An in-your-face vote Stadium: A liquor license request for the new Redskins facility gave the Prince George's delegation a chance to send a message, by a 6-5 margin, to owner Jack Kent Cooke.

The Political Game

March 18, 1997|By C. Fraser Smith | C. Fraser Smith,SUN STAFF

LIQUOR, LIKE BLUE smoke and mirrors, is a staple of politics.

Liquor licenses, that is. Licenses for bars, for restaurants, for clubs, for package stores and even for mega-million-dollar sports stadiums -- all are grist for the petty mills of self- aggrandizement, patronage and jockeying for position.

Last week, for example, at Prince George's County's House delegation meeting, an application from Jack Kent Cooke was on the agenda.

Cooke wants a license that would allow him to serve alcoholic beverages at his new Redskins Stadium in Landover seven days a week. But even a man as wealthy as Cooke needs a few votes to move a bill, in this case a local measure granting the license.

The bill did pass the delegation, but not before it was amended. Transformed would be a better word: seven days became five in the amended bill. In the delegation's wisdom, the county's $200 million or so stadium needed authority for no more than five days -- though Cooke's representatives urged the delegation to recognize that patrons were likely to be on stadium grounds for more than football games Sunday and might want a beer or a glass of wine.

So why would the county's distinguished representatives vote to limit Cooke's beverage franchise? Because, it is said, the county delegation chairman, Nathaniel Exum, wants to run against incumbent state Sen. Decatur Trotter in the 1998 election. With resentment of Cooke as a carpetbagging mogul still running high in stadium neighborhoods, any inconvenience directed Cooke's way might be a joy for constituents to behold -- and a feather in the hat of the tormentor.

Not all members of the delegation were as enthused about this high-level lawmaking as some, however, and only 11 of the delegation's 20 members actually voted. Several passed, and then passed again. A few walked out of the room. One was at a doctor's appointment. When vote totals reached 6-5 in favor of the amendment, Exum ended the voting.
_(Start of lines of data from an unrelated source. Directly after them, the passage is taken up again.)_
PR #1058, opened 2023-09-18
Add WasmGC spec

tomayac:
https://webassembly.github.io/spec/core/

### DIFF
--- a/specs.json
+++ b/specs.json
@@ -452,6 +452,10 @@
     "url": "https://webassembly.github.io/exception-handling/js-api/",
     "forkOf": "wasm-js-api-2"
   },
+  {
+    "url": "https://webassembly.github.io/gc/core/",
+    "forkOf": "wasm-core" 
+  },
   "https://webbluetoothcg.github.io/web-bluetooth/",
   "https://webidl.spec.whatwg.org/",
   "https://websockets.spec.whatwg.org/",
--- a/specs.json
+++ b/specs.json
@@ -453,7 +453,7 @@
     "forkOf": "wasm-js-api-2"
   },
   {
-    "url": "https://webassembly.github.io/gc/core/",
+    "url": "https://webassembly.github.io/gc/core/bikeshed/",
     "forkOf": "wasm-core-1"
   },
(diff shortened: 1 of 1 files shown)


specs.json
```diff
@@ -452,6 +452,10 @@
     "url": "https://webassembly.github.io/exception-handling/js-api/",
     "forkOf": "wasm-js-api-2"
   },
+  {
+    "url": "https://webassembly.github.io/gc/core/",
+    "forkOf": "wasm-core"
```
tomayac, line 457:
```suggestion
    "forkOf": "wasm-core-1" 
```

specs.json
```diff
@@ -452,6 +452,10 @@
     "url": "https://webassembly.github.io/exception-handling/js-api/",
     "forkOf": "wasm-js-api-2"
   },
+  {
+    "url": "https://webassembly.github.io/gc/core/",
+    "forkOf": "wasm-core-1"
```
dontcallmedom, line 457:
```suggestion
    "forkOf": "wasm-core-1"
```
trailing white space triggers lint error

specs.json
```diff
@@ -452,6 +452,10 @@
...
```
dontcallmedom, line 457:
```suggestion
    "forkOf": "wasm-core-2"
```
it seems to be a fork of level 2 - but then for some reason, it looks like we don't have level 2 in specs.json - @tidoust, does that ring a bell?

tidoust: See https://github.com/w3c/browser-specs/pull/593 but we should revisit that. I created #1059 accordingly.

specs.json
```diff
@@ -452,6 +452,10 @@
     "url": "https://webassembly.github.io/exception-handling/js-api/",
     "forkOf": "wasm-js-api-2"
   },
+  {
+    "url": "https://webassembly.github.io/gc/core/",
```
tidoust, line 456: We're going to need that to point to the Bikeshed version, as our parsing tools cannot parse this format.

```suggestion
    "url": "https://webassembly.github.io/gc/core/bikeshed/",
```

tidoust (approved):

PR #1082, opened 2023-10-10
Some updates based on #1008

tidoust:
- Add WebXR Plane Detection
- Add WebXR Meshing API
- Add WebXR Mesh Detection Module
- Add WebBluetooth Scanning API
- Add Managed Configuration API
- Add MathML4, as non browser spec
- Monitor Private Aggregation API (pending w3c.json at least)
- Ignore a few additional specs (not required as these specs are not found but that makes the rationale explicit)

### DIFF
--- a/specs.json
+++ b/specs.json
@@ -153,6 +153,14 @@
   "https://immersive-web.github.io/anchors/",
   "https://immersive-web.github.io/model-element/",
   "https://immersive-web.github.io/raw-camera-access/",
+  {
+    "url": "https://immersive-web.github.io/real-world-geometry/plane-detection.html",
+    "shortname": "webxr-plane-detection"
+  },
+  {
+    "url": "https://immersive-web.github.io/real-world-geometry/webxrmeshing-1.html",
+    "shortname": "webxr-meshing"
+  },
   "https://immersive-web.github.io/real-world-meshing/",
   "https://infra.spec.whatwg.org/",
   "https://mimesniff.spec.whatwg.org/",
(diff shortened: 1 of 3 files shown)


specs.json
```diff
@@ -153,6 +153,14 @@
   "https://immersive-web.github.io/anchors/",
   "https://immersive-web.github.io/model-element/",
   "https://immersive-web.github.io/raw-camera-access/",
+  {
+    "url": "https://immersive-web.github.io/real-world-geometry/plane-detection.html",
```
dontcallmedom, line 157: The IDL of that spec is incomplete (missing `[Exposed]` on the interface), which IIUC will block the IDL package release down the line. I'm curious if there is a better way to deal with this than just going through the cascade of releases.

tidoust: I do not have a fully satisfactory solution to propose today, either:
1. we put the spec in the monitor list for now since we know that the IDL is invalid; or
2. we create a patch; or
3. we wait until the IDL gets fixed

I'm surprised that we did not seem to have any open issue on the topic, even though we've been floating the idea to improve the curation process in that regard for some time. I created https://github.com/w3c/webref/issues/1055 to track this.

Another option could be to automate checks a bit more when we add a spec to browser-specs, e.g., by running Reffy and tests on the spec and prevent addition of the spec while checks fail. That seems nice in theory but more complex in practice. Also, that wouldn't solve the problem for specs that start to fail after some time.

dontcallmedom (approved):
thanks! let's proceed with this and we'll deal with the consequences as they emerge this time around; we now have w3c/webref#1055 to look into a more robust approach

PR #1090, opened 2023-10-12
Explicitly ignore execCommand and sourcing in-band track

tidoust:
Discussed in #1008. Both specs are referenced by HTML. Both specs are in a sorrow state with no plan to resume work in the foreseeable future. Adding them to the ignore list as a result.

We may want to revisit that if the situation evolves, but I don't think we should (or want ;)) to do that every 3 months.

### DIFF
--- a/src/data/ignore.json
+++ b/src/data/ignore.json
@@ -423,12 +423,6 @@
     },
     "https://w3c.github.io/math-aam/": {
       "comment": "no longer worked on and community group closed"
-    },
-    "https://w3c.github.io/editing/docs/execCommand/": {
-      "comment": "no longer worked on and not implemented consistently or fully by user agents"
-    },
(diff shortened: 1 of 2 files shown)


dontcallmedom:
an alternative may to be put them in monitor but with a made up "last-reviewed" date somewhat far in the future? I'm a bit worried that putting them in the ignore list would hide them even longer than we would want.

tidoust:
Which makes me realize: do we actually need to bother with a date set in the future? I thought we were reviewing all specs in the monitor list every 3 months, but we only review those that have changed by the last time we reviewed them, right? I don't think that these specs will pass that criterion until something happens.

dontcallmedom:
even better indeed :)

dontcallmedom (approved):

PR #1099, opened 2023-10-19
Update URL of urlpattern spec following move to WHATWG

tidoust:
Move is ongoing and resulting spec is not in place yet, but then previous spec is no longer in place either...

### DIFF
--- a/src/data/ignore.json
+++ b/src/data/ignore.json
@@ -90,7 +90,7 @@
       "comment": "not targeted at browsers"
     },
     "WICG/urlpattern": {
-      "comment": "merged into HTML"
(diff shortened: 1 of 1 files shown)


src/data/ignore.json
```diff
@@ -89,6 +89,9 @@
     "WICG/open-ui": {
       "comment": "not targeted at browsers"
     },
+    "WICG/urlpattern": {
+      "comment": "merged into HTML"
```
dontcallmedom, line 93:
```suggestion
      "comment": "moved to WHATWG"
```

dontcallmedom (approved):

PR #1129, opened 2023-11-17
[README] Describe spec ids and algo to track a spec over time

tidoust:
This adds a "Spec identifiers" section to the README to explain that there are no fully stable identifiers in browser-specs, but that the `shortname` and `formerNames` properties may be used to track a spec over time if needed.

### DIFF
--- a/README.md
+++ b/README.md
@@ -55,6 +55,7 @@ cross-references, WebIDL, quality, etc.
     - [`tests.testPaths`](#teststestpaths)
     - [`tests.excludePaths`](#testsexcludepaths)
   - [`source`](#source)
+- [Spec identifiers](#spec-identifiers)
 - [How to add/update/delete a spec](#how-to-addupdatedelete-a-spec)
 - [Versioning](#versioning)<!-- COMMON-TOC: end -->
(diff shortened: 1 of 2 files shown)


README.md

In a sense, the vote limiting Cooke's business was an in-your-face to the state of Maryland as well as to the team owner. Maryland taxpayers are paying $72 million or so to improve adjacent highways -- and thus the state has a stake in the stadium's success.

A bit peeved by these shenanigans, House Speaker Casper R. Taylor Jr. and Senate President Thomas V. Mike Miller said they would do whatever they could to strip away the amendment.

Who gets the credit for a tax cut?

If Maryland passes an income tax cut this year, the savings will be $334 for a family of four earning $40,000 a year when the cut is fully in effect.

What seems to matter, though, is who gets credit. At least three of the players in this year's Assembly want a bill to pass: Gov. Parris N. Glendening; House Speaker Taylor; the once and future GOP candidate for governor, Ellen R. Sauerbrey; and assorted others.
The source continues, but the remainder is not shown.